Görünen köylerin en tuhafı bâbında...

Görünen köylerin en tuhafı bâbında...

Defalarca yazdım...
Ben yazmaktan bıktım-sıkıldım...
Onlar hâlâ inatla sürdürüyorlar tavırlarını.
Hiçbir cevap vermedikleri -o da besbelli cevap veremedikleri/veremeyecekleri için!- gibi, şöyle bir durup kendilerine, daha doğru bir deyişle kendi “fikir önderleri”ne sormuyorlar, “Yahu, hakîkaten biz niye hiç sorgulamıyoruz ve de savunmuyoruz ğayr-i Müslîm vatandaşlarımızın laik devletimizde devlet memuru, savcı, Anayasa Mahkemesi, Danıştay, Sayıştay, Yargıtay mensûbu hatta başkanı, polis, emniyet müdürü, muvazzaf subay olma/olabilme haklarını?” diye!

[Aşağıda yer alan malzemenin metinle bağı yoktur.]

Issue #3843, opened 2019-01-04
drush doesn't pick up current terminal width when run through a pipe


joachim-n:
**Describe the bug**

When I run a drush command on a remote site, the output is wrapped even though my local machine's terminal might not need it.

E.g. if I run 'drush pml' on the local site, where I've set my terminal super-wide to prevent wrapping, I might get:

```
  Purge                             Purge Tokens (purge_tokens)                                                         Disabled   8.x-3.0-beta8
  Purge                             Purge UI (purge_ui)                                                                 Disabled   8.x-3.0-beta8
```

But on a remote site:

```
Voting        Voting API (votingapi)           Disabled   8.x-3.0-beta1
votingapi     votingapi_widgets                Disabled   8.x-1.0-alpha3
              (votingapi_widgets)
Webform       Webform (webform)                Enabled    8.x-5.0-rc16
Webform       Webform Bootstrap                Disabled   8.x-5.0-rc16
              (webform_bootstrap)
Webform       Webform Demo:                    Disabled   8.x-5.0-rc16
```

**Expected behavior**

It would be nice if Drush used the local terminal window's size for output from the remote site.

For instance, with the 'pml' command, it's useful to pipe this through a filtering tool (grep/ack/ag), and if lines are wrapped, then the results aren't as good, as the module machine name is not always on the same line as its status and version number.

**Workaround**

None afaik.

### System Configuration
| Q               | A
| --------------- | ---
| Drush version?  | 9.3.1
| Drupal version? | 8.x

çünkü uğrunda neredeyse can vermeye âmâde oldukları “laiklik”in ne mânâya geldiğini doğru dürüst bilmiyorlar! Daha doğru bir deyişle, ana/kaba hatlarıyla biliyorlar bilmesine de, rûhunu ve inceliklerini/ayrıntılarını, yani “laiklik”i hakîkaten “laiklik” yapan özellikleri bir türlü anlamak istemiyorlar! Hele içlerine hiç sindiremiyorlar. çünkü aslında “laiklik” filan değil dertleri/mes’eleleri! Hakîkî “laiklik”i bir dünya görüşü, bir hayat felsefesi/ilkesi olarak benimsemiş de değiller!
O hâlde nedir bu “laiklik ille de laiklik” saplantılarının gerekçesi ya da mânâsı?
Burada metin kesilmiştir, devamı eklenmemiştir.